Locate the line that contains "PR #3457, opened 2018-10-17" in the entries below, then repeat it and every following line through the line that contains "It happened again.", exactly, and no others.

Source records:

######

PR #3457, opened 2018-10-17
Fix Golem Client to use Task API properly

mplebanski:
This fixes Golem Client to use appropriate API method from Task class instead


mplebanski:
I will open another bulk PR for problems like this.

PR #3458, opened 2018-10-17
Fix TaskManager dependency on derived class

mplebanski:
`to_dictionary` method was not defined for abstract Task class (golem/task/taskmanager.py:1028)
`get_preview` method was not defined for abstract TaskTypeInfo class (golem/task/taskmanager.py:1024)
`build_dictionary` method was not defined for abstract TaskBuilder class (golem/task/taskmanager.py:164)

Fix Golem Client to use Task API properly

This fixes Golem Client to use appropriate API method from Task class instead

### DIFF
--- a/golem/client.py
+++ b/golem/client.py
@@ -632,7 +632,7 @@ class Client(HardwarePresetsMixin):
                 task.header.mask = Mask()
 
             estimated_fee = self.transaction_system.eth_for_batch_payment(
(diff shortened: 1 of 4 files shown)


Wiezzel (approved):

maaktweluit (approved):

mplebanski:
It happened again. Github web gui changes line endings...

######

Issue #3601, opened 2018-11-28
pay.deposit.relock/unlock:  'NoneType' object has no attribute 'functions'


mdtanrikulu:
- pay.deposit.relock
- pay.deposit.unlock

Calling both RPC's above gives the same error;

######

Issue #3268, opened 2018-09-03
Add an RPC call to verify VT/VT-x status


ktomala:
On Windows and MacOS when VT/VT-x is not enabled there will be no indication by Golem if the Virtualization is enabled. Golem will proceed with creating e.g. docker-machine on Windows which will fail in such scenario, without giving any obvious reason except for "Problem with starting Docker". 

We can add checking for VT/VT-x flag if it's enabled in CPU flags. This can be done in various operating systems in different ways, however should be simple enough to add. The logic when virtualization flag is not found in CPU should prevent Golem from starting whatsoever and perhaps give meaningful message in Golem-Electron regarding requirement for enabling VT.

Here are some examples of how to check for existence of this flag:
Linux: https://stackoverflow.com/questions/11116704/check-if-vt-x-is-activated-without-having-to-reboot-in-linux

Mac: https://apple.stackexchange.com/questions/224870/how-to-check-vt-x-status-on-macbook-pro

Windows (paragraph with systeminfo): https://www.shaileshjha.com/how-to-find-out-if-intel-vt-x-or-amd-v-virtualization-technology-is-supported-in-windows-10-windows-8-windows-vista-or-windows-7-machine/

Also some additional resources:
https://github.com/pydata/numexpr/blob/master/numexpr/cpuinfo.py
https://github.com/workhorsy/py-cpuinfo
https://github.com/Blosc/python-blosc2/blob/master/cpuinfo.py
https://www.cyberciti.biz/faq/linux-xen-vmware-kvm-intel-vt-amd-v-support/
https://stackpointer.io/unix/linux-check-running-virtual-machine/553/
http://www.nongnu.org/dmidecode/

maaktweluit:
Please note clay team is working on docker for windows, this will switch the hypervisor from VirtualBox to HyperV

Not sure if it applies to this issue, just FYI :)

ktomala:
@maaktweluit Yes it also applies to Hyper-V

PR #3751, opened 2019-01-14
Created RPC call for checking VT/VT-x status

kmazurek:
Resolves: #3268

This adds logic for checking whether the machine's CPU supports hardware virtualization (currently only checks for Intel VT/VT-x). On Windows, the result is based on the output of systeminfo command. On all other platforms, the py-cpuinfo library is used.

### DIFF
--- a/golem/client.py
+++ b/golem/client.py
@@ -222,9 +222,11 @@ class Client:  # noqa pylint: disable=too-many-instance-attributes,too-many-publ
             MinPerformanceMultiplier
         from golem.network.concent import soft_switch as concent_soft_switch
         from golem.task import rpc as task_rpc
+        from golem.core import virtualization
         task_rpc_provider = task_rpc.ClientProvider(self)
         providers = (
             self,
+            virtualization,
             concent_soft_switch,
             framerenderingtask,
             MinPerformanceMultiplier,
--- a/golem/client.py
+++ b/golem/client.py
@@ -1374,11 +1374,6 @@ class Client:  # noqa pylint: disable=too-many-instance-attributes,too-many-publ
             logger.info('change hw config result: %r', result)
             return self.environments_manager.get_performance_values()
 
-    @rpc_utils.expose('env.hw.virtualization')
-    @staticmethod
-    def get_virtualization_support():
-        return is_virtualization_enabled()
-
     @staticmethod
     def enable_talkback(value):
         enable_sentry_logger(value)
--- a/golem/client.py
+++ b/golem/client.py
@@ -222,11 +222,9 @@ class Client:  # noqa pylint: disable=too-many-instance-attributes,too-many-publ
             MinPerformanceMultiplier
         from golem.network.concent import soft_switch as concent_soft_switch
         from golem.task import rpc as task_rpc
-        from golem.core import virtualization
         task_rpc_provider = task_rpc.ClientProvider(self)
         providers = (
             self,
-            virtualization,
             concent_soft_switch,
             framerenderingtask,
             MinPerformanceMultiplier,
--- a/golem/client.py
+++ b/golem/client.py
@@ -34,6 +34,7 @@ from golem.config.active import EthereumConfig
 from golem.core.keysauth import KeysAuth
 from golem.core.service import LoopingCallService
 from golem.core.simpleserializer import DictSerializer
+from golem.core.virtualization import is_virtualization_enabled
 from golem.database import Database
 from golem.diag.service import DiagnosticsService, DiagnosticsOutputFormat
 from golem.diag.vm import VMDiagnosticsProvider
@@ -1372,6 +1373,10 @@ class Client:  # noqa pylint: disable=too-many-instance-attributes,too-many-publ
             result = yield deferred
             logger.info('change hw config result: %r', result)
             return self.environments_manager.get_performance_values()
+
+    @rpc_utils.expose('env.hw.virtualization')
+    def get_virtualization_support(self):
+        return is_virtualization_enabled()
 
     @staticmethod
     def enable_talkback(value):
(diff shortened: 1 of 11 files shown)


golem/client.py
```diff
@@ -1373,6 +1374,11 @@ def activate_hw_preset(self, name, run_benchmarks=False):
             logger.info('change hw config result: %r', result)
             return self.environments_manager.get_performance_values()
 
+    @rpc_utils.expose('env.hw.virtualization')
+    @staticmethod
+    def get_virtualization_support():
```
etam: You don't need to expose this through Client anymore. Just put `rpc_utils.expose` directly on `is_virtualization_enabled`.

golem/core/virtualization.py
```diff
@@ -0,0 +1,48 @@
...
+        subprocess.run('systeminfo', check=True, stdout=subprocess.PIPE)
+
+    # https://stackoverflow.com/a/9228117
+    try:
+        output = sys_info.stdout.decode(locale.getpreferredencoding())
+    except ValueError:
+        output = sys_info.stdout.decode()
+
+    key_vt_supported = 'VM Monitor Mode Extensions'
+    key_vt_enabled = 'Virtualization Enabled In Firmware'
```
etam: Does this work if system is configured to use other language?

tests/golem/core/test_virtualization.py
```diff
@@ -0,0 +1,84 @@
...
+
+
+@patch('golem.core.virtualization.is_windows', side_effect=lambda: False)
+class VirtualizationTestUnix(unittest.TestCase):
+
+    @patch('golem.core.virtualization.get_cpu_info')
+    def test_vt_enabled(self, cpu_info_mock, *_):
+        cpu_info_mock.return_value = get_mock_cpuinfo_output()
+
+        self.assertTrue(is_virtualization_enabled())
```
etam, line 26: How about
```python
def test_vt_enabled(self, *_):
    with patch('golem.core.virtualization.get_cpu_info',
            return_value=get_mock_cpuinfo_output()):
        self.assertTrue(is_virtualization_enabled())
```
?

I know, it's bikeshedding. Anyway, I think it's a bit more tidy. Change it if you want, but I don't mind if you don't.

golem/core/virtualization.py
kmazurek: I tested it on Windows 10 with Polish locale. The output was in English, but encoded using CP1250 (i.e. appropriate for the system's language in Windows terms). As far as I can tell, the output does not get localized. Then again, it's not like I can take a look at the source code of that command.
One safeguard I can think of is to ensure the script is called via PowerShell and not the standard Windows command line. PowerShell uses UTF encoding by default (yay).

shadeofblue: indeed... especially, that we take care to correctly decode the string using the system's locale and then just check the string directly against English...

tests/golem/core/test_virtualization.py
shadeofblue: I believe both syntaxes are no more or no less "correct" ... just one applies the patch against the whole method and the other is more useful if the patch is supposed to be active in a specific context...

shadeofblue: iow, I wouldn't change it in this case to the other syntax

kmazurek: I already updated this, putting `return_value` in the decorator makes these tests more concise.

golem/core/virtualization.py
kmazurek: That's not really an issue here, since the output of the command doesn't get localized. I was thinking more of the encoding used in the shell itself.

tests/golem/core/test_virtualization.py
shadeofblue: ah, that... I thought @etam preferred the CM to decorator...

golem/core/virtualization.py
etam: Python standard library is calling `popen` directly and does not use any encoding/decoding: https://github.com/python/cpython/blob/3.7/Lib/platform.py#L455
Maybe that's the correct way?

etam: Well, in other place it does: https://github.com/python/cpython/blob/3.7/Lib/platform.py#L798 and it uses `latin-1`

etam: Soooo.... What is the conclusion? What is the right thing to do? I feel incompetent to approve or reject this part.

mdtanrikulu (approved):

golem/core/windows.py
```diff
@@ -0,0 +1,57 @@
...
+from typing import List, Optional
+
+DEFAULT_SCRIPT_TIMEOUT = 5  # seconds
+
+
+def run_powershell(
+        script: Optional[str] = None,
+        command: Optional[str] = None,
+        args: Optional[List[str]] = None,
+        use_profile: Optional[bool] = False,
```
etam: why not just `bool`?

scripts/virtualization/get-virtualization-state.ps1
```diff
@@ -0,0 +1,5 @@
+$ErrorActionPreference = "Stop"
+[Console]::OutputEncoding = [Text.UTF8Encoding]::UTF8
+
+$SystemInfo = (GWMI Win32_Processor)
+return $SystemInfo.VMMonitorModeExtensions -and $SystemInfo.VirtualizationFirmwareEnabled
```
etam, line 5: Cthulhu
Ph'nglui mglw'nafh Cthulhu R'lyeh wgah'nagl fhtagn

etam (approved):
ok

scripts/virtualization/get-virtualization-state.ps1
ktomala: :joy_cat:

######

Response for this exercise:
PR #3457, opened 2018-10-17
Fix Golem Client to use Task API properly

mplebanski:
This fixes Golem Client to use appropriate API method from Task class instead


mplebanski:
I will open another bulk PR for problems like this.

PR #3458, opened 2018-10-17
Fix TaskManager dependency on derived class

mplebanski:
`to_dictionary` method was not defined for abstract Task class (golem/task/taskmanager.py:1028)
`get_preview` method was not defined for abstract TaskTypeInfo class (golem/task/taskmanager.py:1024)
`build_dictionary` method was not defined for abstract TaskBuilder class (golem/task/taskmanager.py:164)

Fix Golem Client to use Task API properly

This fixes Golem Client to use appropriate API method from Task class instead

### DIFF
--- a/golem/client.py
+++ b/golem/client.py
@@ -632,7 +632,7 @@ class Client(HardwarePresetsMixin):
                 task.header.mask = Mask()
 
             estimated_fee = self.transaction_system.eth_for_batch_payment(
(diff shortened: 1 of 4 files shown)


Wiezzel (approved):

maaktweluit (approved):

mplebanski:
It happened again. Github web gui changes line endings...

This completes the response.